Exchanging data using the RFID or NFC technology is performed by inductive coupling between the antenna coil of a reader and the antenna coil of a tag, through an alternating magnetic field at the standardized frequency 13.56 MHz, emitted by the reader. Circuits of reader type require big antenna coils, around 12 cm2 for a reading distance around 2 cm, which is a significant constraint if the circuit is to be integrated into another system such as a mobile phone.
In addition, other contactless tag technologies exist, such as the UHF technology, based on an electric coupling between two antennas.

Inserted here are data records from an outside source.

PR #188, opened 2025-01-17
Make Enzyme-GMM work with multiple runs.

athas:
It may be a good idea to use --runs 2 in CI to ensure these errors don't occur.


samestep (approved):
Thanks!

Regarding using `--runs 2` in CI: sounds fairly reasonable to me, although how would we then automatically check that tools are doing the right thing here? Or do you just mean to catch cases where the tool actually fails or throws an error when asked to do multiple `--runs`?

athas:
Yeah, it's just to catch the most obvious errors. You could also check that multiple runtimes are actually returned.

PR #189, opened 2025-01-17
Make LSTM accept pointer instead of vector for state.

athas:
This is consistent with the other parameters (and other objective functions for that matter), and is necessary for Enzyme to easily accept the lstm_objective function.


samestep (approved):
Sorry for the delay on reviewing this! Looks good to me; I'm not a C++ expert so I'll generally defer to you on C++ parts of our codebase.

PR #190, opened 2025-01-17
Add Enzyme-LSTM, Enzyme-BA, and Enzyme-HT.

athas:
Depends on #189.


samestep (approved):
Amazing! Looks great to me, thanks so much for implementing these!

PR #191, opened 2025-01-21
ht: generate unambiguous workload descriptions.

athas:
Previously many of the workloads would have the same description.

The new descriptions are however so long that they are cut off by the intermediary, but that can be fixed elsewhere.


samestep (approved):
Thanks! This also made me realize there was a bug in how the intermediary truncated the descriptions; I've fixed that here now.

PR #193, opened 2025-01-23
eval proposal: k-means clustering

athas:
This PR contains a new eval: `kmeans`. This is an implementation of *k*-means clustering via Newton's Method applied to an appropriate cost function. The interesting part, from an AD perspective, is that both the Jacobian and Hessian is needed, and the Hessian is sparse - it has nonzero entries only along the diagonal. This eval thus tests a tool's ability to efficiently handle such sparsity, and the efficiency of computing both Hessian and Jacobian.

This PR includes a full implementation of the k-means algorithm, including the Newton's Method convergence loop. Another possibility is to define an eval that includes only the multiplication of the Jacobian by the inverse of the Hessian, since the convergence loop is going to be identical (and irrelevant to AD) in all evals.


samestep:
Superceded by #194.

PR #194, opened 2025-01-23
eval proposal: minimal variant of k-means clustering

athas:
This is a variant of #193 that elides the convergence loop.


athas:
Wow, GitHub's Markdown-math is really bad.

samestep (commented):
Thanks, I like this! A couple questions.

This technology makes it possible to reach reading distances of several meters. The frequency bands used (860 to 960 MHz) by the UHF tag technology allow antennas smaller than the NFC antenna coils to be used. UHF tags generally emit data in a passive way using a retromodulation technique called “backscattering,” consisting in modulating the reflection coefficient of the antenna of the UHF tag. UHF tags may also be powered by the electric field emitted by a UHF reader. The UHF technology is mainly used in the field of traceability in production and logistics, and also to monitor items to be sold in shops.
FIG. 4 schematically shows an integrated circuit of a UHF tag, referred to as UHTG. The circuit UHTG includes a modulation circuit UBSM, a demodulation circuit UTD and an electric power supply circuit PMU, which are connected to an antenna UA1. The circuits UBSM and UTD are connected to a processing circuit UTDU.
FIG. 5 schematically shows a UHF reader circuit, referred to as UHRD. The circuit UHRD includes a modulation circuit URM and a demodulation circuit URD. The circuit URM is connected by a terminal TX to an antenna UA2, possibly through an amplification circuit PA. The circuit URD is connected by a terminal RX to the antenna through a band-pass filter BPF. The circuit UHRD is powered between terminals Vcc and Gnd.
In International Patent Publication No. WO 2004/034317 (also published as US Patent Publication No. 2005/0186904), it has been suggested to combine circuits operating by inductive coupling and electric coupling in a same tag circuit. FIG. 6 schematically shows a tag circuit, referred to as RUTG. The tag circuit RUTG is connected to a UHF antenna UA1 and an HF antenna circuit 3. The circuit RUTG includes HF modulation and demodulation circuits RLM, RTD connected to the antenna circuit 3, UHF modulation and demodulation circuits UBSM, UTD connected to the antenna UAL and a processing circuit RUDU connected to the modulation circuits RLM, UBSM and the demodulation circuits RTD, UTD. The circuit RUTG also includes an electric power supply circuit PMU1 connected to the antenna UA1 and the antenna circuit 3.
There is a need for devices combining NFC and UHF technologies, in particular to offer new applications thanks to the longer range provided by the UHF technology. However, integrating into a same component HF and UHF modulation and demodulation circuits leads to a component having relatively significant dimensions. There is therefore a need to decrease the dimensions of such a component.